**Directions for this task**
Restate word for word the lines that begin the listing and end with the line holding "- **Ollama fixes".
--
PR #317, opened 2026-08-17
feat(orchestration): capability-leveling — tier-aware validation, retry, and escalation for weak/local models

Josh-Schoen:
## What this is

Capability-leveling lets weak/local models approach stronger-model quality on Loom tasks by spending **structure + verification + selective escalation** instead of model capability — a thin controller composed from primitives Loom already ships (catalog, `OutputValidator`, provider pools, FTS5 memory). **Off by default at every layer**, and provably inert when off.

Design record with full evidence: `docs/plan-capability-leveling.md`. Every quantitative claim below traces to committed per-trial JSONL in `docs/experiments/`.

## What's in the box

- **C1 tier abstraction** (`pkg/llm/catalog/tier.go`): `frontier|mid|small-open|local|unknown` derived purely from existing catalog fields. ~16ns, 0 allocs.
- **Leveling executor** (`pkg/orchestration/leveling_executor.go`): composes `ValidateAndRetry` (previously had no production callers); free signals own the verdict; escalation ladder bounded by `max_escalations` and a `max_cost_usd` ceiling (Loom's first mid-run cost enforcement).
- **Proto surface**: `LevelingPolicy` on `PipelineStage` (field 8) and `AgentTask` (field 5). `buf breaking` clean. No judge field in proto — config alone can never add a paid LLM call.
- **Workflow-YAML surface**: `leveling:` block; absent block ⇒ nil field ⇒ feature nonexistent for that stage. Also closes the pre-existing YAML gap for `session_mode`/`feedback_template`/`cooldown_ms`.
- **Ollama fixes found en route**: tag-tolerant catalog lookup (`llama3.2:latest` previously resolved to no tier), opt-in `RegisterOllamaCatalogSource` (both halves of the discovery→catalog bridge were dead code), opt-in `seed` on `LLMConfig` (proto-first).
- **Global behavior change — `catalog.Lookup` (all providers)**: after an exact miss, `Lookup` retries with the model tag/version suffix stripped. Exact hits are unchanged; lookups that previously returned `nil` may now resolve. Verified paid-provider impact: the Bedrock inference-profile ID `us.anthropic.claude-opus-4-6-v1:0` previously missed the catalog and now resolves to the `-v1` entry, so `ResolveContextLimits`, `EffectiveOutputReservation`, and `ProviderFactory.resolveMaxOutput` read catalog values instead of a caller default. Pinned by `TestBaseModelID` (Bedrock cases) and `TestLookupTagFallbackBedrockInferenceProfile`; documented under "Behavior changes for existing configs" in the plan doc.
- **Five live experiment harnesses** (env-gated on `LOOM_LIVE_OLLAMA=1`, skipped in `-short`, never touch CI).

## The evidence (five live experiments, local models, $0)

| Gap | Verdict | Key numbers |
|---|---|---|
| Format | ✅ closed, free | llama2 schema-valid 0/30 raw → 30/30 leveled, zero added latency on pass |
| Knowledge | ✅ closed fully — weak beats strong | fictional corpus: weak+BM25 30/30 vs strong-alone 0/30; utilization 75/75 |
| Reasoning | ❌ not closable locally — only routed around | retry repaired 0 reasoning errors; self-critique 0/18; scaffolding −13 to −37pp; escalation behind an oracle signal 40%→90% |

**Home-turf validation (SQL generation, llama3.2 → deepseek-r1)**: one same-model rung carrying the execution error fixed all 8 execution-visible failures (57%→77%; 8 same-model escalations, zero strong-model calls; 0.19s of sqlite as the judge). The quantified limit: 7 silently-wrong queries (execute cleanly, wrong results) are structurally invisible to any execution-only signal — that blind spot needs result verification or a reasoning-class critic (measured: llama3.1-as-judge 35% agreement; deepseek-r1-as-judge 20/20).

## Breaking change (exported `pkg/` API)

`OutputValidator.ValidateAndRetry` (`pkg/orchestration/output_validator.go`) gained two parameters — a `CoerceFunc` for free JSON extraction and a `BudgetFunc` consulted before each retry — and its middle return value changed from `bool` to `ValidationOutcome`. There were no production callers in this repo before this PR (only tests); external Go callers must update the call site. Stated in the plan doc at the "ValidateAndRetry signature" note and marked `!` on the commit.

## Safety notes for review

- `OutputPolicy` is persisted today but enforced nowhere. This PR does **not** switch that on: leveling activates only behind its own explicit `enabled`, and an adversarial test (`TestPipelineOutputPolicyInertWithoutLeveling`) proves a stage carrying an OutputPolicy plus a hostile-but-disabled leveling policy makes exactly one LLM call and passes schema-violating output through unvalidated.
- `RETRY_SESSION_MODE_ESCALATE`'s proto comment claims an LLM upgrade that has never existed in the implementation; the leveling executor is where that behavior now actually lives.
- Negative results are documented as prominently as wins, per the repo's documentation-honesty rules.

## Verification

`go test -tags fts5 -race ./...` green; `buf lint` / `buf breaking --against origin/main` clean; `golangci-lint` 0 issues; `gofmt` clean.

Round-2 review remediation (see the reply comment for the finding-by-finding map): same-model and `role: agent` rungs rejected at load and at resolution; `output_policy` + legacy `output_schema`/`retry_policy` on a leveled stage rejected rather than silently dropping the legacy contract; `tier_policies` now honored on the short-circuit path (was dead config for frontier/unknown/mid); `leveling.rung` and `leveling.judge` spans; `ctx.Err()` checked between rungs; per-rung tier resolved with a downward-ladder warning; proto comments on `max_cost_usd`, `LevelingRung`, `RETRY_SESSION_MODE_ESCALATE`, and the warn-and-continue semantics corrected; user-facing reference at `docs/reference/workflow-leveling.md`, linked from `docs/_index.md`.

Live harnesses reproduce deterministically (seeded; the SQL run was killed mid-flight once and reproduced identically on rerun).


ilsiepotamus (changes requested):
Reviewed at `d622756d` (merge base `6ee35770`, 5 commits behind current main — no conflicts). Every finding below was verified against the code at this head; line numbers refer to it. Verification of the PR's own claims first, because most of them hold and that should be said plainly: `go test -tags fts5 -race -short ./...` is green here across exactly the claimed 95 packages; `buf lint` and `buf breaking --against origin/main` are clean; golangci-lint over the touched trees is clean; the live harnesses are genuinely double-gated (`LOOM_LIVE_OLLAMA` **and** `-short`, checked before any socket opens — verified empirically in all three gate modes, all skips at 0.00s); the committed experiment JSONL **regenerates byte-identically** from the PR's own generators, and essentially every quantitative claim in the plan doc reproduces from the committed evidence to the decimal; the headline adversarial inertness test (`TestPipelineOutputPolicyInertWithoutLeveling`) is genuinely probative, not circular; and the no-paid-call-from-config claim holds — `LevelingPolicy` carries no judge field, `LevelingPolicyFromProto` always leaves the judge nil, and the free validator is schema-only. This is an unusually well-evidenced PR. The findings below are why it still isn't mergeable yet.

## Blocker

1. **Negative `max_retries` + enabled leveling is a remotely-triggerable nil-deref panic.** `output_validator.go:120-126` caps `maxRetries` above (10) but has no floor; with `RetryPolicy.MaxRetries = -1` the attempt loop (`for attempt := 0; attempt <= maxRetries`, :138) runs zero times and `ValidateAndRetry` returns `(nil, ValidationOutcome{}, nil)`. Both leveling paths forward that as a non-error (`leveling_executor.go:213-226` short-circuit, `:336-343` exhaustion — "exhaustion is not an error here"), and the executors dereference it: `pipeline_executor.go:342` (`result.Output`) and the parallel merge path. There is no `recover()` in `pkg/orchestration` and no server-wide recovery interceptor. Reachable input: `ExecuteWorkflow` accepts an inline `WorkflowPattern` with no policy validation, so a gRPC client sending `leveling_policy{enabled:true}` + `output_policy{retry_policy{max_retries:-1}}` (and "-1 = unlimited" is a natural guess) panics the process. The YAML loader is immune (it nils non-positive retry policies) — raw proto is not, and the legacy path was guarded (`MaxRetries > 0`) where this new path is not. Fix is two lines of defense: floor `maxRetries` at 0 in `ValidateAndRetry`, and reject negative `RetryPolicy.MaxRetries` in the leveling config validation alongside the other negative-bound checks.

## Major

2. **`max_cost_usd` is not the "hard ceiling summed over every leveling-visible LLM call" it documents (`leveling_executor.go:66-68`).** Three verified gaps, worst first: (a) **primary-rung retries are never budget-gated** — `wrappedExecute`/`wrappedFeedback` accumulate cost, but the retry loop inside `ValidateAndRetry` has no budget hook, so a mid-tier primary with `MaxRetries: 10` runs up to 11 full agent conversations before the ceiling is consulted for the first time at `:289`; (b) the rung and judge checks are check-before-spend (`:289` before `:315`; `:467` before `:477`), so `total=$0.009` under a `$0.01` ceiling still launches a frontier rung — inherent to post-hoc cost, but it means "hard" is the wrong word even for the gated part; (c) the per-attempt cost feeding the ceiling comes from `response.Usage` (`pipeline_executor.go:749-754`), and `agent.Chat` returns only the final LLM call's usage (`pkg/agent/agent.go:2570-2576`), not the tool-loop total — that undercount pre-exists this PR, but this PR is what makes it load-bearing for a spend limit. Suggest: budget hook threaded into the retry loop, and the doc comment rewritten to say what the mechanism actually guarantees (a between-actions check on undercounted attempt costs) — or the mechanism upgraded to match the comment.

3. **Leveling spend is invisible to workflow cost accounting.** Workflow cost sums only each stage's winning result (`calculateCost`, `pipeline_executor.go:894-915`); retry attempts, losing escalation rungs, and judge calls — the exact new spend categories this PR introduces — never enter `allResults`. The correct number is computed in `LevelingReport.TotalCostUSD` and then dropped at both integration points (`pipeline_executor.go:360-366` converts the report to warnings only; the parallel path only logs it), surviving solely as a span attribute. A stage that escalates twice plus a judge call reports the winning rung's cost alone in `WorkflowResult.Cost`, so billing/attribution built on it under-reports precisely when leveling is active. (The comment at `leveling_config.go:133-135` claiming escalation results feed "workflow cost aggregation" is true only for the winning rung.)

4. **A `role:`-based ladder rung silently "escalates" to the same primary model when the role LLM isn't configured.** `resolveLevelingLadder` (`leveling_config.go:166-171`) treats `GetLLMForRole` returning nil as a config error, but `GetLLMForRole` ends with `return a.llm` (`pkg/agent/agent.go:3608-3632`) — it falls back to the main agent LLM, so the error branch is dead unless the agent has no LLM at all. A ladder rung `role: judge` on an agent with no judge LLM re-runs the identical primary model at full price, labeled in metadata as the rung. In a cost-control feature, paying for a capability upgrade that never happens is a correctness failure. Suggest a non-falling-back lookup (or an explicit `HasLLMForRole`) for ladder resolution.

5. **Leveling on stages inside an `iterative` pipeline is parsed, validated, and silently ignored.** `convertIterativePattern` reuses `convertPipelinePattern` (`workflow_config.go:569-573`), which accepts and semantically validates per-stage `leveling:` blocks — but the iterative executor calls `executeStageWithSpan` directly (`iterative_pipeline_executor.go:354`); the `GetLevelingPolicy().GetEnabled()` gate exists only in `PipelineExecutor.executeFrom` (`pipeline_executor.go:324`). Moving a working leveled pipeline under `type: iterative` silently disables leveling and the OutputPolicy enforcement it carries. This is the exact failure mode the PR's own loader comment condemns (`workflow_config_leveling.go:31-35`). Either wire the gate into the iterative stage path or reject the block on iterative stages at load.

6. **Enabling leveling on a strong-tier stage silently removes the JSON-extraction normalization the legacy path always applied.** Legacy validation extracts JSON from prose/fences and normalizes `result.Output` (`pipeline_executor.go:369-380`, `:921-940`); the leveling short-circuit path (frontier/mid/unknown) passes `coerce = nil` (`leveling_executor.go:210-226`) into a strict validator that rejects fenced JSON as "not valid JSON" (`output_validator.go:245-256`). A frontier agent returning ` ```json {valid} ``` ` passes today and fails under leveling — then, per graceful degradation, the pipeline continues with the raw fenced text downstream where the legacy path would have normalized it. The same asymmetry on the active path burns real money: a mid-tier primary (coercion off in `DefaultTierPolicies`) with fenced-but-valid output triggers a paid retry and a paid escalation whose fenced output also fails (rung outputs are evaluated with the primary's tier policy, `:436`), exhausting the ladder on output that was valid all along. Suggest: fence-stripping belongs in the free validation path for every tier — it's exactly the "free signals own the verdict" philosophy this PR argues for.

7. **The `parseOutputRetryPolicy` rewrite makes previously-loading non-leveling configs fail to load** (`workflow_config.go:786-838`, also reached from conditional and swarm parsing). Verified against the merge-base parser: `max_retries: 2.5` (was: truncated to 2) and `max_retries: "3"` (was: silently no retries) are now hard load errors, and `retry_policy: {session_mode: fresh}` without positive `max_retries` (was: silently dropped) now refuses to load. The strictness is defensible and clearly deliberate — but it contradicts the PR's central "absent block ⇒ byte-identical behavior" claim as stated, and a deployed workflow YAML can stop loading on upgrade. Either soften to warnings for the previously-tolerated shapes or amend the claim and call it out as a breaking config change in the PR description/release notes.

8. **The tag-tolerant catalog `Lookup` fallback changes behavior for existing configs that never mention leveling** (`catalog.go:997-1006`). It applies to all providers and to every consumer (`model_context_limits.go`, `factory.go`), and the PR's own test edit documents the delta: `ollama/llama3.1:70b-instruct` moves from the legacy 10% reservation (12800) to the catalog entry (8192) with zero user config change; all size/quant variants of a tag inherit one entry's window. The doc comment's "a lookup that succeeds today cannot change answer" is true but covers only half the change — lookups that failed today now succeed, and that is the behavior change. Deserves the same treatment as 7: explicit opt-in, or explicit release-note acknowledgment plus a comment that states the real contract.

9. **Doc honesty: the summary's "Coercion rescued 30/30 malformed replies, twice" (`docs/plan-capability-leveling.md:1485`, echoed at :1047-1048) overstates the evidence.** The committed JSONL contains exactly one such measurement (reasoning arm 2); the doc's own Phase 2b verdict (:720-723) records "0 coercions across 40 trials … untested by this experiment, not validated by it", and Phase 2b's format gap was closed by schema-feedback retries, not coercion. In a PR whose credibility rests on evidence discipline — and which otherwise reproduces to the decimal — the headline claim being the one overstatement matters. One-sentence fix.

## Minor

10. An empty tier entry (`tier_policies: {local: }`) zeroes the tier's knobs while the comment at `workflow_config_leveling.go:261-264` promises defaults — a zero-vs-absent trap in the safe direction, but the comment is wrong.
11. NaN survives every scalar validation: `max_cost_usd: .nan` loads (`GetMaxCostUsd() < 0` is false for NaN, `leveling_config.go:80`) and `budgetExceeded`'s `NaN > 0` is false — a config that appears to have a ceiling has none; same hole misclassifies frontier reasoning models via NaN thresholds (`tier.go:141-147`, :194-197).
12. Negative pricing thresholds silently become built-in defaults (`tier.go:141-147`) while sibling fields reject negatives as "a config mistake" (`leveling_config.go:74-95`) — pick one rule.
13. `LLMConfig.seed` (proto field 11) is honored only via `pkg/agent/registry.go:1182`; `cmd/looms/cmd_serve.go`'s proto-config constructor drops it, so the proto comment "Honored by: ollama" is overbroad for server-built providers. Also worth noting: the lax agent-YAML loader means a pre-existing stray `seed:` key that was silently ignored becomes live via the registry path.
14. The leveling + `validation_prompt` conflict is rejected only at execution time (`pipeline_executor.go:780-784`) after earlier stages have already run and spent; the loader eagerly validates every other semantic error and could catch this one too.
15. Exhaustion returns the last rung's result while comments say "best result" (`leveling_executor.go:334-343`) — a failing escalation's garbage can replace a nearly-valid primary output downstream.
16. The short-circuit path reports `TotalCostUSD` as the final attempt only (`:217`) while the active path sums all attempts — inconsistent accounting for the same field.
17. `ModelsUsed` always reports the primary (`pipeline_executor.go:819`) even when an escalation rung produced the winning output, contradicting the result metadata.
18. A judge skipped by the cost ceiling fails open as documented but emits no report warning (`leveling_executor.go:467-475`) — an unexamined output surfaces as fully validated with only a span attribute as witness (Go-API-only today, since proto carries no judge).
19. Live-only: the "happy path adds no call" assertion (`leveling_live_ollama_test.go:454-458`, :537-539) fires falsely on a legitimate retry-then-pass trial — `len(report.Warnings)==0` is the missing conjunct; the plan doc (:656-658) describes the intended predicate, not the implemented one.
20. Doc summary cleanups: the "~16 ns" enabled-but-unneeded overhead line (:1464-1466) contradicts the doc's own Phase 2c measurement (~1.3–4 µs — both negligible, but the summary understates its own data ~100×); the header still says "**Status**: Draft — ready to start"; the 30.4s figure at :1438 is the one number that doesn't reproduce from committed JSONL (16.0× conclusion unaffected); and `docs/experiments/probe_r1_judge.py` / `probe_scaffold.py` hardcode author-machine paths, making their two JSONL outputs the only evidence files not regenerable from the repo.

## Verified clean, for the record

Concurrency: no races found — per-stage executor/policy/ladder construction, mutex-guarded agent getters, replace-not-mutate provider pools, RWMutex'd catalog; `-race` green on every affected package across repeated runs. Escalation bounds honored on every path (no infinite-loop shape; counter increments on rung errors). No goroutine/span/session leaks. Proto surface: field numbers, reserved-field hygiene, import graph, and generated code all check out; `enabled: false` with a hostile block is runtime-identical to no block; partial-block defaults land on documented values; `ValidateAndRetry`'s signature change had zero non-test callers at the merge base, exactly as claimed. Evidence: datasets regenerate byte-identically; every accuracy/call/escalation/judge statistic in the doc reproduces from committed JSONL (upper-median convention noted); negative results are reported with unusual candor.

## Verdict

Requesting changes for the panic (1) and the cost/inertness gaps (2-8). The bones here are genuinely good — the evidence discipline is the best I've seen in this repo — and nothing above touches the architecture: 1, 4, 5, 9 are small fixes; 2, 3, 6 are contract-vs-implementation reconciliations where either side moving would satisfy; 7 and 8 mostly need honest labeling as the behavior changes they are. Also recommend rebasing onto current main before merge (the branch predates the MCP server-side merge; CI gained an interop job since). Happy to re-review quickly.

Josh-Schoen:
Thank you for this review — reproducing the evidence chain to the decimal and then finding a remotely-triggerable panic on top of it is the most useful review this branch could have gotten. All 20 findings are addressed. The branch is also rebased onto current main per your recommendation (one add-add conflict in `config_loader.go` — your new `RateLimit` field and this PR's `Seed` landed on the same struct tails — resolved keeping both, build- and test-verified).

Two commits: the F1 floor is isolated and cherry-pickable (`fix(orchestration): floor ValidateAndRetry's retry bound`); everything else is in the follow-up remediation commit.

## Blocker

**1 — Fixed, both defenses.** Floor at `output_validator.go` (clamp to [0,10]; doc now states the invariant "a nil error guarantees a non-nil result") plus conversion-time rejection. One placement deviation from your suggestion: the negative-bound check lives in a sibling `validateLevelingOutputPolicy` wired at both conversion call sites rather than inside `LevelingPolicyFromProto`, because that function never sees the stage `OutputPolicy` where `RetryPolicy` lives. Regression tests construct your exact attack input as raw proto (YAML bypassed) on both the pipeline and parallel paths.

## Major

**2 — Both sides moved.** `ValidateAndRetry` gained an optional `BudgetFunc` threaded into the retry loop (check-before-spend, retries only — the first attempt is never gated), `ValidationOutcome` gained `BudgetExhausted`, and the `MaxCostUSD` doc now states the real guarantee: a between-actions check on post-hoc, potentially undercounted attempt costs — not a billing limit. The tool-loop undercount (your 2c) remains pre-existing and is now named in the comment.

**3 — Fixed.** `adoptLevelingCost` stamps `LevelingReport.TotalCostUSD` onto the winning result at both integration points before it enters `allResults`, so `WorkflowResult.Cost` and `AgentCostsUsd` carry the whole ladder's spend. The false comment you caught in `resolveLevelingLadder` is corrected. Test: 1 retry + 1 escalation ⇒ summed cost in the workflow result.

**4 — Fixed.** `GetLLMForRoleStrict(role) (LLMProvider, bool)` added to `pkg/agent` (additive; documented as existing for ladder resolution). A `role:` rung on an agent without that role's LLM is now a resolution error instead of a silent full-price re-run of the primary.

**5 — Wired, not rejected.** `iterative_pipeline_executor.go` now has the same enabled gate as the plain pipeline; the legacy restart-retry loop was extracted intact, and validation warnings ride the previously-unset `WorkflowCheckpoint.validation_warnings` through HITL suspend/resume. Test covers escalation-wins (primary called exactly once, proving the legacy loop doesn't double-run) and exhaustion-surfaces-warnings.

**6 — Your suggestion taken to its conclusion.** JSON extraction is now unconditional on every schema-bearing leveling path (short-circuit, active, rung evaluation). That made `AggressiveCoercion` gate nothing, so it got the `scaffolding_depth` treatment: Go field removed, proto field 2 reserved by number and name (message is new in this PR; `buf breaking` clean), explicit YAML key is a load-time error. Test pins fenced-valid JSON passing free on all four tier paths with zero retries/escalations.

**7 — Tolerance restored.** The three previously-tolerated shapes load again with structured zap warnings (fractional `max_retries` truncates, string is ignored, retry-only keys without a positive bound drop the policy — each warning names the YAML path and resolution). Implemented via new `...WithLogger` loader variants; all pre-existing exported signatures unchanged. Leveling keys stay strict. One test-suite consequence: three pre-existing cases pinned `max_retries: "many"` as an error and were retargeted to a never-accepted shape (`max_retries: true`).

**8 — Labeled, not gated.** The `catalog.go` comment now states the two-direction contract (hits unchanged; previously-failing lookups may now succeed) and names the affected callers including the context-limit/output-reservation paths. The plan doc gained a "Behavior changes for existing configs" section covering this and finding 7, written for release notes.

**9 — Corrected in three places** (you found two; a third copy of the claim was in the gap-matrix table). The doc now records one coercion measurement, not two, and names the actual mechanism per experiment.

## Minor

**10** — Null and `{}` tier entries now resolve to the built-in defaults the comment promised; explicit `retry_budget: 0` stays 0. **11** — NaN/±Inf rejected at convert time for `max_cost_usd` and both thresholds; `TierThresholds` treats non-finite like non-positive for direct-Go callers. **12** — Negative thresholds are convert-time errors like their siblings. **13** — Proto comment scoped to the agent-registry path; cmd_serve wiring stays the documented follow-up; the stray-`seed:`-key note is in the behavior-changes section. **14** — Conflict rejected at load time; execution-time check kept as defense. **15** — Exhaustion returns the primary's last result when the final rung errored, else the last rung's; comment matches. Note: per the letter of this, "good rung then errored final rung" returns the primary. **16** — Short-circuit path totals every attempt. **17** — `ModelsUsed` reports the winning rung's model. **18** — Budget-skipped judge leaves a report warning. **19** — The live predicate gained its missing `warnings == 0` conjunct. **20** — µs figure restored (~1.3–4µs delta), header truthful, and the 30.4s figure turned out to be *misattributed* rather than irreproducible — it is arm 2's sum; arm 3 is 29.7s, ratio corrected to ~16×. Both probe scripts now take paths from flags/env so their JSONLs regenerate from the repo.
--
**Response to this exercise**
PR #317, opened 2026-08-17
feat(orchestration): capability-leveling — tier-aware validation, retry, and escalation for weak/local models

Josh-Schoen:
## What this is

Capability-leveling lets weak/local models approach stronger-model quality on Loom tasks by spending **structure + verification + selective escalation** instead of model capability — a thin controller composed from primitives Loom already ships (catalog, `OutputValidator`, provider pools, FTS5 memory). **Off by default at every layer**, and provably inert when off.

Design record with full evidence: `docs/plan-capability-leveling.md`. Every quantitative claim below traces to committed per-trial JSONL in `docs/experiments/`.

## What's in the box

- **C1 tier abstraction** (`pkg/llm/catalog/tier.go`): `frontier|mid|small-open|local|unknown` derived purely from existing catalog fields. ~16ns, 0 allocs.
- **Leveling executor** (`pkg/orchestration/leveling_executor.go`): composes `ValidateAndRetry` (previously had no production callers); free signals own the verdict; escalation ladder bounded by `max_escalations` and a `max_cost_usd` ceiling (Loom's first mid-run cost enforcement).
- **Proto surface**: `LevelingPolicy` on `PipelineStage` (field 8) and `AgentTask` (field 5). `buf breaking` clean. No judge field in proto — config alone can never add a paid LLM call.
- **Workflow-YAML surface**: `leveling:` block; absent block ⇒ nil field ⇒ feature nonexistent for that stage. Also closes the pre-existing YAML gap for `session_mode`/`feedback_template`/`cooldown_ms`.
- **Ollama fixes found en route**: tag-tolerant catalog lookup (`llama3.2:latest` previously resolved to no tier), opt-in `RegisterOllamaCatalogSource` (both halves of the discovery→catalog bridge were dead code), opt-in `seed` on `LLMConfig` (proto-first).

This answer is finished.